**PROBLEM DETAILS**
After finding the line with "Wouldn't boxes be" in the entries below, retype exactly each line from there through the line with "Otherwise: good point!", including that final line.

Dataset records
◆ ◆ ◆ ◆ ◆

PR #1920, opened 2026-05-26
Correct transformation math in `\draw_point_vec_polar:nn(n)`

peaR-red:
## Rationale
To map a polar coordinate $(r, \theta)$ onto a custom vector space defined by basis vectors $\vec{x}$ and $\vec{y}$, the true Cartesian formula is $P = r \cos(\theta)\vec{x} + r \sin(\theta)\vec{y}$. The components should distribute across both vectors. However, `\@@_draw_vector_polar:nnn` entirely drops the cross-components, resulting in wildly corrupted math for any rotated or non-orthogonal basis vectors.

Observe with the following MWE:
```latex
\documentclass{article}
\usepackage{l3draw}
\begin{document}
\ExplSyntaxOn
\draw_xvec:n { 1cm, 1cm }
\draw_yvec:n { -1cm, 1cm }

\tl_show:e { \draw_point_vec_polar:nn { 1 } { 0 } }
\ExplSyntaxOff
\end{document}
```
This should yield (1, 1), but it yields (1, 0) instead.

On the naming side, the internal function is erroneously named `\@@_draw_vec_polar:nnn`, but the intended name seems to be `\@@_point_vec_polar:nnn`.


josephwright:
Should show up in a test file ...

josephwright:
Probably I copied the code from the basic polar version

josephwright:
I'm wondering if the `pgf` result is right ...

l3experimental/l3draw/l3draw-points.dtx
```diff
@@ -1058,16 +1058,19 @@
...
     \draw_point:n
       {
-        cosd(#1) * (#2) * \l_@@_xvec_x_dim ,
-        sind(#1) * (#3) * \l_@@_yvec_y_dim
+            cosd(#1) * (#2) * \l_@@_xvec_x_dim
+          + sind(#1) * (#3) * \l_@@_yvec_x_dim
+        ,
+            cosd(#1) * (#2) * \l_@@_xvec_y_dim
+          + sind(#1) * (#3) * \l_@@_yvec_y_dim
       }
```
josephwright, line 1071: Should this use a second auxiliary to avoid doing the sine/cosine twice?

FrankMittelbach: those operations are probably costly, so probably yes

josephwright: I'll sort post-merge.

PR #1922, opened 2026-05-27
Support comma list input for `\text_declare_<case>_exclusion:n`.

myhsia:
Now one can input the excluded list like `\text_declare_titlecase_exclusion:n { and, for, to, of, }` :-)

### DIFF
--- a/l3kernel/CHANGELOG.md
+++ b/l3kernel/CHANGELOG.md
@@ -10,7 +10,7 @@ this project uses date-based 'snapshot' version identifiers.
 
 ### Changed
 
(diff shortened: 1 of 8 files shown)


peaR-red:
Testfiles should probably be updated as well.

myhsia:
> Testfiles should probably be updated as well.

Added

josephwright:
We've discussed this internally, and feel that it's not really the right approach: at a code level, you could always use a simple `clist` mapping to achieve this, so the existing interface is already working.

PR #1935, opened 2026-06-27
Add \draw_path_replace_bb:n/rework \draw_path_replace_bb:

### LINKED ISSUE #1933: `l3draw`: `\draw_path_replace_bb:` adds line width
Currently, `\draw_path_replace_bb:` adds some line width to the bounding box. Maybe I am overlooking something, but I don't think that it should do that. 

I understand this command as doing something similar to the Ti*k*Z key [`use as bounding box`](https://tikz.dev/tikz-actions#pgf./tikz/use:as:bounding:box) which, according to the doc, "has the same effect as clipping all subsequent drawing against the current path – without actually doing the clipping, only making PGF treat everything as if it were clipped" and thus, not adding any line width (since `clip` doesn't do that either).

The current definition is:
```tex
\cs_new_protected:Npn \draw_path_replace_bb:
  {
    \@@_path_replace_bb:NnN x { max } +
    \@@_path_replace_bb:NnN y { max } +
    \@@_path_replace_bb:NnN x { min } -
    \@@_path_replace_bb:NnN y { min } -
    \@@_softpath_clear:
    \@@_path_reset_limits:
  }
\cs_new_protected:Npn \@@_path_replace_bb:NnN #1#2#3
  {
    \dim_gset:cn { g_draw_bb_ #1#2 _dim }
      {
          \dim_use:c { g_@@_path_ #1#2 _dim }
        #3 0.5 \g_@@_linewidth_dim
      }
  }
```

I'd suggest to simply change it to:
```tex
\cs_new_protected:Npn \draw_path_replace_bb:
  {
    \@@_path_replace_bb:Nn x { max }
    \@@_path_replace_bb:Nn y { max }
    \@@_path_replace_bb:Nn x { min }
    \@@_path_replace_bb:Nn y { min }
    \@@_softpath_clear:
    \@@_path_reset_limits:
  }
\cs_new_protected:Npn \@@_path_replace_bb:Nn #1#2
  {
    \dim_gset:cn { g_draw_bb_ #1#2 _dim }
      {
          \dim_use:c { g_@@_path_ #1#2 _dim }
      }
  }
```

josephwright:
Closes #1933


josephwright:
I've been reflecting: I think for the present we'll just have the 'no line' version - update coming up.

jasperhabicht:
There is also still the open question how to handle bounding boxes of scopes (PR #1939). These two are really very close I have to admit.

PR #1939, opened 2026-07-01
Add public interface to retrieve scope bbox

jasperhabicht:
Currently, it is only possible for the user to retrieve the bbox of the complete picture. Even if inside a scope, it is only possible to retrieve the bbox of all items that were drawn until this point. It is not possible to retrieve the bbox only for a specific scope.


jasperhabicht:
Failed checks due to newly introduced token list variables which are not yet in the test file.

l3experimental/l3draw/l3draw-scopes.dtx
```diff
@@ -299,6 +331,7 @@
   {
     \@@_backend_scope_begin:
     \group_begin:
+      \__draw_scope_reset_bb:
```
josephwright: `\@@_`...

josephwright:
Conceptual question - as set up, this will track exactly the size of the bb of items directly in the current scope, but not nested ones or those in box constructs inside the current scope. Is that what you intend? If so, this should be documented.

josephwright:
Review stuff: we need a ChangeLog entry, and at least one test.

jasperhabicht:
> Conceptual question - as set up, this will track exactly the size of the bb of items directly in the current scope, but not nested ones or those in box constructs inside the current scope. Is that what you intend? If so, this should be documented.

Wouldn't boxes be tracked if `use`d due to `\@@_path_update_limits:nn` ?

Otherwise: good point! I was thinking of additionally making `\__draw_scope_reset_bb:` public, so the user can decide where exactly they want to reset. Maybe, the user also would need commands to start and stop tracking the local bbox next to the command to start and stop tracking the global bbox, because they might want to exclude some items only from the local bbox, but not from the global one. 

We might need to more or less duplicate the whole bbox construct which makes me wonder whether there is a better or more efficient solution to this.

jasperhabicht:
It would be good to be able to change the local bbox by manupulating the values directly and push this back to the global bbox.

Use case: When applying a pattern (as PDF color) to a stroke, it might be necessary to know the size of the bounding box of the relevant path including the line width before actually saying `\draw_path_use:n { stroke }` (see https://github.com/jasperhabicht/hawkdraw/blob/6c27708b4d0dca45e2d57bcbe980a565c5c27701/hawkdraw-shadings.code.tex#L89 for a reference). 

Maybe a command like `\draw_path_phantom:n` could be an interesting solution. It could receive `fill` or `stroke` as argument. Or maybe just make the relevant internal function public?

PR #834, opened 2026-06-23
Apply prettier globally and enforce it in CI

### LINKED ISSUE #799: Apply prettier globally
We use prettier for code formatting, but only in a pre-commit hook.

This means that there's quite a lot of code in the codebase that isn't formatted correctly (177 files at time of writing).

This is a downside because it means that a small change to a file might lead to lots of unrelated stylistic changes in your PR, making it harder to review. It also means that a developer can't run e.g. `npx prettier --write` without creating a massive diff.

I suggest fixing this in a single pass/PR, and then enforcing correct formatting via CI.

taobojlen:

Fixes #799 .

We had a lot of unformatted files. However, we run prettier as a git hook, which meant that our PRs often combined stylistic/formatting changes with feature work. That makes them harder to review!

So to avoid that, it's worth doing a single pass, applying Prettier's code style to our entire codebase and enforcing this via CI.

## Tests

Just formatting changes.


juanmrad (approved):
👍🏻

◆ ◆ ◆ ◆ ◆

**EXPECTED OUTPUT**
Wouldn't boxes be tracked if `use`d due to `\@@_path_update_limits:nn` ?

Otherwise: good point! I was thinking of additionally making `\__draw_scope_reset_bb:` public, so the user can decide where exactly they want to reset. Maybe, the user also would need commands to start and stop tracking the local bbox next to the command to start and stop tracking the global bbox, because they might want to exclude some items only from the local bbox, but not from the global one. 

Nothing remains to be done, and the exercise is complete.